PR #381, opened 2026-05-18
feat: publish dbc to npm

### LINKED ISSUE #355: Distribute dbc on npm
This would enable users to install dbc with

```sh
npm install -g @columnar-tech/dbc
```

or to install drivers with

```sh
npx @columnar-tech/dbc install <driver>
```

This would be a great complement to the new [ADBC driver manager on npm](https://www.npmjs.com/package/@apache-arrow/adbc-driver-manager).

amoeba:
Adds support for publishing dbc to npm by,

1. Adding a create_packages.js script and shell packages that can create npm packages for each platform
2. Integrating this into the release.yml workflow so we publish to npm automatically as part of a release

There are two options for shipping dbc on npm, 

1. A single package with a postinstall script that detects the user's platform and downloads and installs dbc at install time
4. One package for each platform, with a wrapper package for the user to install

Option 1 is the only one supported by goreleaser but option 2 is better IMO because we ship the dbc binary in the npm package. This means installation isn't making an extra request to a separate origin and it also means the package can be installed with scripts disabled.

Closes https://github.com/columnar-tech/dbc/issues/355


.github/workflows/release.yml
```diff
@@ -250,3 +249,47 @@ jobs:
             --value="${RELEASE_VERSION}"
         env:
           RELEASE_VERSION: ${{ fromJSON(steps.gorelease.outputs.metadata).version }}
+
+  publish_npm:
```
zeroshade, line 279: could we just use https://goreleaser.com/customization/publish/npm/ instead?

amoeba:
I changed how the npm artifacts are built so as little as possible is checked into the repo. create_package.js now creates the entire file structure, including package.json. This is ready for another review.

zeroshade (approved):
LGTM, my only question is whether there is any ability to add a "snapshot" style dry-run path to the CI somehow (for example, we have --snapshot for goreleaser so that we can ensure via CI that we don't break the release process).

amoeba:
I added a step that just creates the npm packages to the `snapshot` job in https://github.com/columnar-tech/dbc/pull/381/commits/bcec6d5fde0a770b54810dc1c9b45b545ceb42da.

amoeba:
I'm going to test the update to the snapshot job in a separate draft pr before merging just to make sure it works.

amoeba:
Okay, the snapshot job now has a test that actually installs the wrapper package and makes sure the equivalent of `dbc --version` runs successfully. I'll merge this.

================

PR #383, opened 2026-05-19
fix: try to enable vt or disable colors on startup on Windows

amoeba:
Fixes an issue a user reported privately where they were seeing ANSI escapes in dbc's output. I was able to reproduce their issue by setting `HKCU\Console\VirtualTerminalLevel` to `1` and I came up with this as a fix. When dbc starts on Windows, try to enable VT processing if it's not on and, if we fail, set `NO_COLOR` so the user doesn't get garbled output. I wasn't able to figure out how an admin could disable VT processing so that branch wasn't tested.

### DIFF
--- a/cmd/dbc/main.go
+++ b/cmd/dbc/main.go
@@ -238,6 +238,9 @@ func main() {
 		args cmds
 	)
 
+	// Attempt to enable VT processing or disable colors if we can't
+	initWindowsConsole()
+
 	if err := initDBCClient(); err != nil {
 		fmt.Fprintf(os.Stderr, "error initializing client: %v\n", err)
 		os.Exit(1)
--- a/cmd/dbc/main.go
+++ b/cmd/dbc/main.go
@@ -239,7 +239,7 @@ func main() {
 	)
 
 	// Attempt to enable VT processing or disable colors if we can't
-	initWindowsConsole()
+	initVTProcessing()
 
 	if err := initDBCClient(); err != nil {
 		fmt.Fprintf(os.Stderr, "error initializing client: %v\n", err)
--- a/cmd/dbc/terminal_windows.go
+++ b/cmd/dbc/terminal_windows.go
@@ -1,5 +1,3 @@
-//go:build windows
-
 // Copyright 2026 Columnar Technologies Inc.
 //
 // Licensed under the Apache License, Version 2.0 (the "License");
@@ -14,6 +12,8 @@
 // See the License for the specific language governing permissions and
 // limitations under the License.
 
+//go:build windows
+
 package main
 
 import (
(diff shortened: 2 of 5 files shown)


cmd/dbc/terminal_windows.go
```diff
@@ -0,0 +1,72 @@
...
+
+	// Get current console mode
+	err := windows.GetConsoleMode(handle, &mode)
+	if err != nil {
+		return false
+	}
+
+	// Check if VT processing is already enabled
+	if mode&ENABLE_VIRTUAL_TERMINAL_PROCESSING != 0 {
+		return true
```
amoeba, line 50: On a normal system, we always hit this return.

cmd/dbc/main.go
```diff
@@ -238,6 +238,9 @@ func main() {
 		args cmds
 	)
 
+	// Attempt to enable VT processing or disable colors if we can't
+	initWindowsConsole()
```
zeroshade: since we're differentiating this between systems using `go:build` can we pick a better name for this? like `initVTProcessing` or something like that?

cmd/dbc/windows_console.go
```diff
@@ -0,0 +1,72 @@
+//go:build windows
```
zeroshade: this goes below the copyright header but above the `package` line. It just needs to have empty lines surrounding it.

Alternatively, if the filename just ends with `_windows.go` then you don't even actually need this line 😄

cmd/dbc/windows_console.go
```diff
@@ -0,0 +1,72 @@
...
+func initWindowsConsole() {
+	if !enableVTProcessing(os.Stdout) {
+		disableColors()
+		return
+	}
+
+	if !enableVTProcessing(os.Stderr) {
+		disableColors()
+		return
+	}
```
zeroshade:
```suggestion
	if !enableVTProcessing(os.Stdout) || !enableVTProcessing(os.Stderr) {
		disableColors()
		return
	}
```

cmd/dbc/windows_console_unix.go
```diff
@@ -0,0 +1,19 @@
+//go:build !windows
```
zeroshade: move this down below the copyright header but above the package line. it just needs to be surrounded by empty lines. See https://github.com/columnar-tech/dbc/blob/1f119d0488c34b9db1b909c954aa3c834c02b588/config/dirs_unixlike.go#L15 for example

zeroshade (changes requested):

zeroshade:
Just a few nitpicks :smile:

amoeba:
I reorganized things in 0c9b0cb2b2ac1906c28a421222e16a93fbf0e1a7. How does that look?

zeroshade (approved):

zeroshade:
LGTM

================

Look for the string "could" in the listing above and copy every line holding it.

• Result of the exercise:
zeroshade, line 279: could we just use https://goreleaser.com/customization/publish/npm/ instead?
Fixes an issue a user reported privately where they were seeing ANSI escapes in dbc's output. I was able to reproduce their issue by setting `HKCU\Console\VirtualTerminalLevel` to `1` and I came up with this as a fix. When dbc starts on Windows, try to enable VT processing if it's not on and, if we fail, set `NO_COLOR` so the user doesn't get garbled output. I wasn't able to figure out how an admin could disable VT processing so that branch wasn't tested.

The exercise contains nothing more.